• TRY IT: In the listing below, find each line containing "home" and report it.

• SOURCE MATERIAL:
PR #363, opened 2023-03-09
SPR1-813: Handle truncated reads, socket timeouts and reset connections (aka glitches) in S3ChunkStore

ludwigschwardt:
This improves the robustness of katdal's archive access.

While glitches where typically picked up while reading the response header, the response body had no such checks, as is the wont of the Requests library (only discovered that now 😅). Since the bulk of the data resides in the body, this meant that chunk transfers were rarely retried.

Fix this by integrating retries into the response reading too. Maintain a single `Retry` object per session, which is passed to the request, retrieved from the response and updated in case the response content has issues. Completely overhaul `S3ChunkStore.request`. Replace `TruncatedRead` with the more standard `IncompleteRead` exception. Retries can now be overridden per request.

This gets rid of the clunky fake 555 status code that treats truncated reads as status errors (they should be read errors instead).

Ensure that glitches are also handled when downloading data in non-streaming fashion via `response.content` (e.g. when downloading RDB files). Add a whole bunch of unit tests that verify glitch behaviour.

This addresses #296 and #362.

Review tip: There was quite an evolution as I tried and abandoned various approaches. I would start with the full diff and work backwards to specific commits to make sense of it.

### DIFF
--- a/katdal/chunkstore_s3.py
+++ b/katdal/chunkstore_s3.py
@@ -538,7 +538,7 @@ class S3ChunkStore(ChunkStore):
         """Assemble URL corresponding to chunk (or array) name."""
         return urllib.parse.urljoin(self._url, to_str(urllib.parse.quote(chunk_name + extension)))
 
-    def complete_request(
+    def request(
         self,
         method,
         url,
@@ -613,7 +613,7 @@ class S3ChunkStore(ChunkStore):
             return
         try:
             # Speed up the request by only checking that the bucket has at least one key
-            response = self.complete_request('GET', bucket, params={'max-keys': 1})
+            response = self.request('GET', bucket, params={'max-keys': 1})
         except S3ObjectNotFound as err:
             # There is no point continuing if the bucket is completely missing
             raise StoreUnavailable(err) from chunk_error
@@ -633,8 +633,8 @@ class S3ChunkStore(ChunkStore):
         # work with non-identity encodings.
         headers = {'Accept-Encoding': 'identity'}
         try:
-            chunk = self.complete_request('GET', url, _read_chunk, chunk_name=chunk_name,
-                                          headers=headers, stream=True)
+            chunk = self.request('GET', url, _read_chunk, chunk_name=chunk_name,
+                                 headers=headers, stream=True)
         except S3ObjectNotFound as err:
             # If the entire bucket is gone, this becomes StoreUnavailable instead
             self._verify_bucket(url, err)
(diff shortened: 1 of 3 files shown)


richarms:
In testing with both an isolated docker container, and from within a virtual environment, I get the following error consistently using the `spr1-813-handle-read-errors` branch, but not with the `master` branch:

```Traceback (most recent call last):
  File "/home/kat/ve3/bin/mvftoms.py", line 916, in <module>
    main()
  File "/home/kat/ve3/bin/mvftoms.py", line 679, in main
    averager.average_visibilities(vis_data, weight_data, flag_data,
  File "/home/kat/ve3/lib/python3.8/site-packages/katdal/averager.py", line 149, in average_visibilities
    _average_visibilities(vis, weight, flag, timeav, chanav, flagav)
  File "/home/kat/ve3/lib/python3.8/site-packages/numba/core/dispatcher.py", line 415, in _compile_for_args
    error_rewrite(e, 'typing')
  File "/home/kat/ve3/lib/python3.8/site-packages/numba/core/dispatcher.py", line 358, in error_rewrite
    reraise(type(e), e, None)
  File "/home/kat/ve3/lib/python3.8/site-packages/numba/core/utils.py", line 80, in reraise
    raise value.with_traceback(tb)
numba.core.errors.TypingError: Failed in nopython mode pipeline (step: nopython frontend)
No implementation of function Function(<built-in function empty>) found for signature:

 >>> empty(Literal[int](128), dtype=Function(<class 'bool'>))

There are 2 candidate implementations:
   - Of which 2 did not match due to:
   Overload of function 'empty': File: numba/core/typing/npydecl.py: Line 504.
     With argument(s): '(int64, dtype=Function(<class 'bool'>))':
    No match.

During: resolving callee type: Function(<built-in function empty>)
During: typing of call at /home/kat/ve3/lib/python3.8/site-packages/katdal/averager.py (49)


File "../ve3/lib/python3.8/site-packages/katdal/averager.py", line 49:
def _average_visibilities(vis, weight, flag, timeav, chanav, flagav):
    <source elided>
        weight_sum = np.empty(bl_step, weight.dtype)
        flag_any = np.empty(bl_step, dtype=bool)
        ^
```

Any ideas what might be going on?

ludwigschwardt:
That is a bit strange... I would have thought that this is a Numba + NumPy version issue, but if those are the same between the two branches, it's hard to say.

If I read the error message correctly, there is a signature mismatch on np.empty.

Try replacing the line
```Python
bl_step = 128
```
with
```Python
bl_step = np.int64(128)
```

richarms (approved):

ludwigschwardt:
Thanks Richard! Could you please add some notes about the testing you did to the SPR1-813 ticket? And what happened to the Numba issue discussed above?

PR #366, opened 2023-07-31
Update mvftoms.py to support OTF scans

Jordatious:


ludwigschwardt (approved):
Looks good! I'm still not sure how the field and scan info interact in the MS, but this seems to work for folks.

ludwigschwardt:
This addresses MKAIV-1630.

rstofi:
Hi, I quickly looked at an OTF scanning MS created with this and it seems good. Thanks a lot!

ludwigschwardt:
Thanks Kistóf! That is mostly what I needed: someone to tell me what I'm supposed to do, and to check that it works 😁

PR #370, opened 2023-10-16
SPR1-2990: Change underscores in S3 bucket names to dashes

ludwigschwardt:
Before 19 December 2018 the MeerKAT Ceph archive had underscores in its S3 bucket names, even though it was in violation of the S3 spec. Since October 2023 the archive runs a stricter version of Ceph and those older buckets were renamed to use dashes / hyphens instead. The metadata in the corresponding RDB files still refer to bucket names with underscores though.

Use the `S3ChunkStore.make_url` method as a centralised tool to build URLs from paths, fixing the underscores in the bucket names in the process. All store URLs should emanate from this method.

Some alternatives I considered:
  - Fix the vis prefix in the RDB file or as it comes out in telstate (downside: the prefix applies to NPY stores as well and there are also flag bucket prefixes to consider - maybe still an option...)
  - Fix the URL inside the already centralised `S3ChunkStore.request` (downside: some URLs with underscores are floating around, which could hamper debugging as they are invalid)

### DIFF
--- a/katdal/averager.py
+++ b/katdal/averager.py
@@ -46,8 +46,8 @@ def _average_visibilities(vis, weight, flag, timeav, chanav, flagav):
         vis_sum = np.empty(bl_step, vis.dtype)
         vis_weight_sum = np.empty(bl_step, vis.dtype)
         weight_sum = np.empty(bl_step, weight.dtype)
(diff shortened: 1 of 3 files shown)


ctgschollar (approved):
Tested this out on the transfer nodes and it worked.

• SOLUTION TO THE PROBLEM:
  File "/home/kat/ve3/bin/mvftoms.py", line 916, in <module>
  File "/home/kat/ve3/bin/mvftoms.py", line 679, in main
  File "/home/kat/ve3/lib/python3.8/site-packages/katdal/averager.py", line 149, in average_visibilities
  File "/home/kat/ve3/lib/python3.8/site-packages/numba/core/dispatcher.py", line 415, in _compile_for_args
  File "/home/kat/ve3/lib/python3.8/site-packages/numba/core/dispatcher.py", line 358, in error_rewrite
  File "/home/kat/ve3/lib/python3.8/site-packages/numba/core/utils.py", line 80, in reraise
During: typing of call at /home/kat/ve3/lib/python3.8/site-packages/katdal/averager.py (49)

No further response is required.